§ **EXERCISE DIRECTIONS**:
Show every line in the records below that contains the word "ajssmith".

------------

PR #582, opened 2019-07-04
Dockerfile: set auto_update_conda=False to allow conda=4.7.5 to downgrade itself

mbargull:
cf. https://gitter.im/bioconda/Lobby?at=5d1bb2d06933ed1a622a334a ff.

> That `Collecting package metadata (repodata.json)` looks like a change in `conda >=4.7.0` https://github.com/conda/conda/commit/1f2a1864199f35aefaade1ed1b8fe6333a73c8b5#diff-127bca0abbd39d90577af817c26af378R234 . But aren't we get conda `4.6.12` here, c.f., https://github.com/bioconda/bioconda-utils/blob/5ca450f4bc9462ca2472389aac000d96846e773b/bioconda_utils/bioconda_utils-requirements.txt#L3 ??

> Oh dear...
> ```
> >  docker pull bioconda/bioconda-utils-build-env &&  docker run --rm -it bioconda/bioconda-utils-build-env conda --version
> Using default tag: latest
> latest: Pulling from bioconda/bioconda-utils-build-env
> Digest: sha256:1bc2f91ac938dfb50283b77512ece61d4faaa9ef85a809c53095097e7c2f3b0a
> Status: Image is up to date for bioconda/bioconda-utils-build-env:latest
> conda 4.7.5
> ```
> https://circleci.com/gh/bioconda/bioconda-utils/5171?utm_campaign=vcs-integration-link&utm_medium=referral&utm_source=github-checks-link :
> ```
> ...
> conda install --file /tmp/repo/bioconda_utils/bioconda_utils-requirements.txt &&     conda clean -y --all
> ...
>   added / updated specs:
> ...
>     - conda==4.6.12
> ...
> The following packages will be DOWNGRADED:
> ...
>   conda                                        4.7.5-py37_0 --> 4.7.5-py36_0
> ...
> ```
> https://github.com/conda/conda/pull/8853
> https://github.com/conda/conda/issues/8824
> 
> > After updating conda to 4.7.5, conda can no longer be downgraded to a previous version using a version spec such as `conda install conda=4.6`. This behavior can be changed if the `auto_update_conda` configuration parameter is set to false.
> 
> So we could try setting `auto_update_conda` then.

PR #583, opened 2019-07-04
Add .dockerignore

mbargull:
Same as gh-582 with added `.dockerignore`. (I didn't add this to gh-582 since this is less important to include.)

We don't have to include `.git/` in the container image and even less so the local Miniconda installation created by `.circleci/setup.sh`.

If this does not exclude enough, we could also create a cleaner build context via:
```sh
mkdir ./docker-build-context
git archive HEAD | tar -xC ./docker-build-context
docker build -t bioconda-utils-build-env:latest ./docker-build-context
rm -rf ./docker-build-context
```

### DIFF
--- a/.dockerignore
+++ b/.dockerignore
@@ -1,0 +1,2 @@
+.git
+miniconda


mbargull:
CI shows this works as intended:
```
93268cd8268b        2 seconds ago      /bin/sh -c #(nop) COPY dir:2a8fce3e91b1ec7...   4.71MB
```
instead of
```
8bef5e983fd6        20 seconds ago      /bin/sh -c #(nop) COPY dir:2650bd09ba59d2a...   668MB
```
A couple hundreds useless MB gone :tada:

mbargull:
Oh, NB: This does not affect the images on Docker Hub, of course. This is just so that the images during testing more closely resemble those on Docker Hub. That way it is easier to asses where an image got bloated by looking at the CI's `docker history` output.

PR #587, opened 2019-07-13
Update conda-forge-pinning

dpryan79:
This will begin the R 3.6 migration


bgruening:
Please note this will now also build against 3.5. I guess we need to overwrite it for Bioconductor?

dpryan79:
Oh yes, thanks for the reminder.

PR #590, opened 2019-07-15
Update conda and conda-build

dpryan79:
These are the newest versions. I'm curious if this will pass testing even.

### DIFF
--- a/bioconda_utils/bioconda_utils-requirements.txt
+++ b/bioconda_utils/bioconda_utils-requirements.txt
@@ -1,7 +1,7 @@
 # basics
 python>=3.6
-conda=4.6.12
-conda-build=3.17.8
+conda=4.7.5
+conda-build=3.18.7
 conda-verify=3.1.*
 argh=0.26.*          # CLI
 colorlog=3.1.*       # Logging
--- a/bioconda_utils/bioconda_utils-requirements.txt
+++ b/bioconda_utils/bioconda_utils-requirements.txt
@@ -1,6 +1,6 @@
 # basics
 python>=3.6
-conda=4.7.5
+conda=4.6.14
 conda-build=3.18.7
 conda-verify=3.1.*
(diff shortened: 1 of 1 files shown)


mbargull:
Fails due to the same `noarch: python`-related bug we worked around in gh-582. This is fixed (supposedly, I didn't check) in `conda >=4.7.6`. Apparently there is `4.7.7` already, not yet on the `conda-forge` channel, though: https://github.com/conda-forge/conda-feedstock/pull/100 .

dpryan79:
4.7.5 is also the most recent on the anaconda channel :(

mbargull:
Ah, okay, `conda >=4.7.6` is still on `conda-canary`, i.e., not blessed as production ready:
https://anaconda.org/anaconda/conda/files
https://anaconda.org/anaconda/conda-canary/files
Hence, we shouldn't use those.

And it looks like like the old packages from the `defaults` channel, i.e. `pkgs/free`, are "effectively removed" per default (can be overridden by `restore_free_channel=True`): https://github.com/conda/conda/blame/4.7.7/CHANGELOG.md#L219
IDK, whether we have packages/recipes that depend on some of those of old packages. Ideally we shouldn't, of course. The old outdated `gcc` package is on `pkgs/free`, for example.

Let's just update `conda-build` and wait on a stable `conda`.

dpryan79:
Anyone know why conda-forge had to mark their builds with conda-build 3.18 as broken?

mbargull:
Not completely sure.
I know I had to work some file access issues on Windows/Azure in https://github.com/conda-forge/r-base-feedstock/pull/84/commits/e59a2427bb55c98a0244ff993c0b8733ba23701a .
Scrolling through the `conda-forge/core` Gitter, it looks like https://github.com/conda/conda-build/pull/3590 and https://github.com/conda/conda-build/pull/3596 were some of the changes to make `3.18.7` work.

Issue #325, opened 2018-08-08
Make `bioconda_utils-conda_build_config.yaml` an `exclusive-config-file`


mbargull:
We need to take advantage of https://github.com/conda/conda-build/pull/3022 and specify our `bioconda_utils-conda_build_config.yaml` also as an `exclusive-config-file`. Reason:
> The use case is Bioconda which is essentially a conda-forge downstream repository now. As such we want to use conda-forge-pinning's conda_build_config.yaml but also add our own on top of that. Using --variant-files won't work, due to the config file processing order, as soon as we would start to add per-recipe configuration files.

epruesse:
@mbargull What's the difference between the config files? Will you be able to fix this?

mbargull:
Sorry, forgot about this one. The fix is trivial and in gh-591.
The difference between the "variant" and "exclusive" config files is their precedence.
We have:
variant config files
*take precedence over*
`recipe/conda_build_config.yaml` which
*takes precedence over*
exclusive config files.
Meaning, you can't override the variant config files, i.e., our `bioconda_utils-conda_build_config.yaml`, for a single recipe, e.g., won't be able to prevent building against `htslib: 1.9` (via the recipe's config file -- in `meta.yaml` still possible, of course).

PR #591, opened 2019-07-16
conda_build_config: clear CONDA_BUILD_SYSROOT and use exclusive_config_files

mbargull:
Fixes https://github.com/bioconda/bioconda-recipes/pull/16402#issuecomment-511840128

```
    # conda-build >=3.18.0 sets CONDA_BUILD_SYSROOT to a hard-coded default path.
    # We clear its value in our bioconda_utils-conda_build_config.yaml.
    # With CONDA_BUILD_SYSROOT being empty, the activation script of clang_osx-64
    # can set it to a valid path.
```

Also fixes https://github.com/bioconda/bioconda-utils/issues/325 .

### DIFF
--- a/bioconda_utils/bioconda_utils-conda_build_config.yaml
+++ b/bioconda_utils/bioconda_utils-conda_build_config.yaml
@@ -2,6 +2,10 @@
 # in
 # https://github.com/conda-forge/conda-forge-pinning-feedstock/blob/master/recipe/conda_build_config.yaml
 
+# clear hard-coded default value for CONDA_BUILD_SYSROOT
+CONDA_BUILD_SYSROOT:
+  - ''
+
 pin_run_as_build:
   htslib:
     max_pin: x.x
--- a/bioconda_utils/utils.py
+++ b/bioconda_utils/utils.py
@@ -456,17 +456,14 @@ def load_conda_build_config(platform=None, trim_skip=True):
     # get environment root
     env_root = PurePath(shutil.which("bioconda-utils")).parents[1]
     # set path to pinnings from conda forge package
-    config.exclusive_config_file = os.path.join(env_root,
-                                                "conda_build_config.yaml")
-    config.variant_config_files = [
+    config.exclusive_config_files = [
+        os.path.join(env_root, "conda_build_config.yaml"),
         os.path.join(
             os.path.dirname(__file__),
-            'bioconda_utils-conda_build_config.yaml')
+            'bioconda_utils-conda_build_config.yaml'),
     ]
-    for cfg in config.variant_config_files:
+    for cfg in chain(config.exclusive_config_files, config.variant_config_files or []):
         assert os.path.exists(cfg), ('error: {0} does not exist'.format(cfg))
-    assert os.path.exists(config.exclusive_config_file), (
-        "error: conda_build_config.yaml not found in environment root")
     if platform:
         config.platform = platform
     config.trim_skip = trim_skip
@@ -483,7 +480,7 @@ def get_conda_build_config_files(config=None):
     if config is None:
         config = load_conda_build_config()
     # TODO: open PR upstream for conda-build to support multiple exclusive_config_files
-    for file_path in ([config.exclusive_config_file] if config.exclusive_config_file else []):
+    for file_path in (config.exclusive_config_files or []):
         yield CondaBuildConfigFile('-e', file_path)
     for file_path in (config.variant_config_files or []):
         yield CondaBuildConfigFile('-m', file_path)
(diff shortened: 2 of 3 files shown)


mbargull:
BTW: `conda-forge-ci-setup` has this:
https://github.com/conda-forge/conda-forge-ci-setup-feedstock/blob/69c04af2ba90cce0165d6874eb0e197b3cda104e/recipe/run_conda_forge_build_setup_osx#L18-L35
```sh
export CONDA_BUILD_SYSROOT="$(xcode-select -p)/Platforms/MacOSX.platform/Developer/SDKs/MacOSX${MACOSX_DEPLOYMENT_TARGET}.sdk"

if [[ ! -d ${CONDA_BUILD_SYSROOT} || "$OSX_FORCE_SDK_DOWNLOAD" == "1" ]]; then
    echo "Downloading ${MACOSX_DEPLOYMENT_TARGET} sdk"
    curl -L -O https://github.com/phracker/MacOSX-SDKs/releases/download/10.13/MacOSX${MACOSX_DEPLOYMENT_TARGET}.sdk.tar.xz
    tar -xf MacOSX${MACOSX_DEPLOYMENT_TARGET}.sdk.tar.xz -C "$(dirname "$CONDA_BUILD_SYSROOT")"
    # set minimum sdk version to our target
    plutil -replace MinimumSDKVersion -string ${MACOSX_DEPLOYMENT_TARGET} $(xcode-select -p)/Platforms/MacOSX.platform/Info.plist
    plutil -replace DTSDKName -string macosx${MACOSX_DEPLOYMENT_TARGET}internal $(xcode-select -p)/Platforms/MacOSX.platform/Info.plist
fi

if [ -d "${CONDA_BUILD_SYSROOT}" ]
then
    echo "Found CONDA_BUILD_SYSROOT: ${CONDA_BUILD_SYSROOT}"
else
    echo "Missing CONDA_BUILD_SYSROOT: ${CONDA_BUILD_SYSROOT}"
    exit 1
fi
```
Which means conda-forge was not hit by the `conda-build` change from https://github.com/conda/conda-build/commit/8a326413e1f7fc2441a9668027977ecb2e2fdfe0#diff-593f4997b372b8d4a4fe630de1e497adR36 as `conda-forge-ci-setup` always sets `CONDA_BUILD_SYSROOT` to a valid path beforehand, overriding the default value.

Should we do the same in https://github.com/bioconda/bioconda-recipes/blob/master/.circleci/setup.sh ?

bioconda_utils/bioconda_utils-conda_build_config.yaml
```diff
@@ -2,6 +2,10 @@
 # in
 # https://github.com/conda-forge/conda-forge-pinning-feedstock/blob/master/recipe/conda_build_config.yaml
 
+# clear hard-coded default value for CONDA_BUILD_SYSROOT
+CONDA_BUILD_SYSROOT:
+  - ''
```
mbargull: Setting this to an empty string works because of https://github.com/AnacondaRecipes/aggregate/blob/afa864187423917054a307ac4d9f04d3d2463fcc/clang/activate-clang.sh#L122 :
```sh
 "CONDA_BUILD_SYSROOT,${CONDA_BUILD_SYSROOT:-$(xcrun --show-sdk-path)}"
```
which sets resets the variable when it is set but empty.

bioconda_utils/utils.py
```diff
@@ -456,17 +456,14 @@ def load_conda_build_config(platform=None, trim_skip=True):
...
         os.path.join(
             os.path.dirname(__file__),
-            'bioconda_utils-conda_build_config.yaml')
+            'bioconda_utils-conda_build_config.yaml'),
     ]
-    for cfg in config.variant_config_files:
+    for cfg in chain(config.exclusive_config_files, config.variant_config_files or []):
         assert os.path.exists(cfg), ('error: {0} does not exist'.format(cfg))
-    assert os.path.exists(config.exclusive_config_file), (
-        "error: conda_build_config.yaml not found in environment root")
```
mbargull: With this changeset, the more readable `not found in environment root` message is gone, but I think that is fine as the error message shows the path anyway.

mbargull:
Pull request for `conda-build` to remove the default value: https://github.com/conda/conda-build/pull/3606

dpryan79:
I worry that if we just patch around this in .circleci/setup.sh that people will still run into issues running bioconda-utils locally. If the changes to bioconda-utils prevents this in OSX then :+1: from me.

mbargull:
Correct, the changes to `.circleci/setup.sh` in `bioconda-recipes` would be additional/orthogonal to these changes, such that `bioconda-utils` can handle any of those configurations, not just the `bioconda-recipes` one.

bioconda_utils/bioconda_utils-conda_build_config.yaml
epruesse: @mbargull Is that documented somewhere? Or is that undocumented feature? Should we have that noted in the yaml as a comment?

PR #264, opened 2020-09-16
prevent selector update for headless service

ajssmith:
This patch inhibits the selector update for headless service. 

Verified via example https://github.com/grs/skupper-example-cockroachdb cluster formation

### DIFF
--- a/cmd/service-controller/controller.go
+++ b/cmd/service-controller/controller.go
@@ -316,7 +316,7 @@ func (c *Controller) checkServiceFor(desired *ServiceBindings, actual *corev1.Se
 			actual.Spec.Ports[0].TargetPort = intstr.FromInt(desired.ingressPort)
 		}
 	}
-	if !equivalentSelectors(actual.Spec.Selector, kube.GetLabelsForRouter()) {
+	if desired.headless == nil && !equivalentSelectors(actual.Spec.Selector, kube.GetLabelsForRouter()) {
 		update = true
 		actual.Spec.Selector = kube.GetLabelsForRouter()
 	}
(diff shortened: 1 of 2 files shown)


cmd/service-controller/controller.go
```diff
@@ -316,7 +316,7 @@ func (c *Controller) checkServiceFor(desired *ServiceBindings, actual *corev1.Se
 			actual.Spec.Ports[0].TargetPort = intstr.FromInt(desired.ingressPort)
 		}
 	}
-	if !equivalentSelectors(actual.Spec.Selector, kube.GetLabelsForRouter()) {
+	if desired.headless == nil && !equivalentSelectors(actual.Spec.Selector, kube.GetLabelsForRouter()) {
```
grs, line 319: Strictly speaking I think the test would be:

``` (desired.headless == nil || desired.origin != "") && !equivalentSelectors(...)```

i.e. we could update the service even if it is headless as long as it originated elsewhere. However the fix as is is sufficient for now and fixes a regression so :shipit:!

grs (approved):

cmd/service-controller/controller.go
grs: And thanks for fixing this @ajssmith !

ajssmith: Iiuc a headless service originating elsewhere would still have the same issue, e.g. we would not want to change the labels from proxy to router.

grs: Yes, you are correct. The labels required there would indeed be different.

PR #265, opened 2020-09-17
Simplify clusterTestRunner.

nicob87:
* testRunner.Initialize: removed
* testRunner object does not need to be global anymore
* Build renamed to BuildOrSkip since that is what it does

### DIFF
--- a/test/integration/basic/basic_test.go
+++ b/test/integration/basic/basic_test.go
@@ -4,16 +4,15 @@ package basic
 
 import (
 	"context"
-	"github.com/skupperproject/skupper/test/utils/base"
+	"os"
 	"testing"
-)
 
-var (
-	testRunner BasicTestRunner
+	"github.com/skupperproject/skupper/test/utils/base"
 )
 
 func TestMain(m *testing.M) {
-	testRunner.Initialize(m)
+	base.ParseFlags()
+	os.Exit(m.Run())
 }
 
 func TestBasic(t *testing.T) {
@@ -22,7 +21,8 @@ func TestBasic(t *testing.T) {
 		PublicClusters:  1,
 		PrivateClusters: 1,
 	}
-	testRunner.Build(t, needs, nil)
+	testRunner := &BasicTestRunner{}
+	testRunner.BuildOrSkip(t, needs, nil)
 	ctx, cancel := context.WithCancel(context.Background())
 	base.HandleInterruptSignal(testRunner.T, func(t *testing.T) {
 		testRunner.TearDown(ctx)
--- a/test/integration/http/http_test.go
+++ b/test/integration/http/http_test.go
@@ -4,22 +4,21 @@ package http
 
 import (
 	"context"
+	"os"
+	"testing"
+	"time"
+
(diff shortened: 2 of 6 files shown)


test/integration/http/http_test.go
```diff
@@ -28,7 +27,8 @@ func TestHttp(t *testing.T) {
 		PublicClusters:  1,
 		PrivateClusters: 1,
 	}
-	testRunner.Build(t, needs, nil)
+	testRunner := &HttpClusterTestRunner{}
```
fgiorgetti, line 30: Guess it should use the ClusterTestRunnerBase here, or am I missing something?

test/integration/basic/basic_test.go
```diff
@@ -22,7 +21,8 @@ func TestBasic(t *testing.T) {
 		PublicClusters:  1,
 		PrivateClusters: 1,
 	}
-	testRunner.Build(t, needs, nil)
+	testRunner := &BasicTestRunner{}
```
fgiorgetti, line 24: Maybe we don't even need a `BasicTestRunner` type, and instead
we could simply use the `ClusterTestRunnerBase`.

Same applies to the http and tcp_echo.

test/utils/base/cluster_test_runner.go
```diff
@@ -47,21 +45,17 @@ type ClusterTestRunnerBase struct {
...
 
 	// Initializing internal properties
 	c.T = t
 	c.vanClientProvider = vanClientProvider
 	c.ClusterContexts = []*ClusterContext{}
 
+	if len(TestFlags.KubeConfigs) == 0 && len(TestFlags.EdgeKubeConfigs) > 0 {
+		panic("at least one --kubeconfig must be provided when using --edgekubeconfig")
+	}
+
```
fgiorgetti, line 58: What is the benefit of moving this logic here instead of at the `ParseFlags` function?

test/integration/basic/basic_test.go
nicob87: I totally agree having a base class and "extending" was not a good idea. Propose to treat that in the next pr

test/utils/base/cluster_test_runner.go
nicob87: I seemed to me ... that when you do "parseFlags" you are not expecting to receive a panig because of "flags" interpretation.... 
you just want to parse...
anyway, it is true that probably is a change not related, and maybe not necessary, I can roll it back if you prefer

test/integration/basic/basic_test.go
fgiorgetti: Ok.

test/utils/base/cluster_test_runner.go
fgiorgetti: It makes more sense to me to keep it there, because the `Build` method can be called multiple times,
at the package level, while it just needs to be done once.

nicob87: Sure! restoring to its place

fgiorgetti (approved):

------------

§ **ANSWER FOR THE TASK**:
ajssmith:
grs: And thanks for fixing this @ajssmith !
ajssmith: Iiuc a headless service originating elsewhere would still have the same issue, e.g. we would not want to change the labels from proxy to router.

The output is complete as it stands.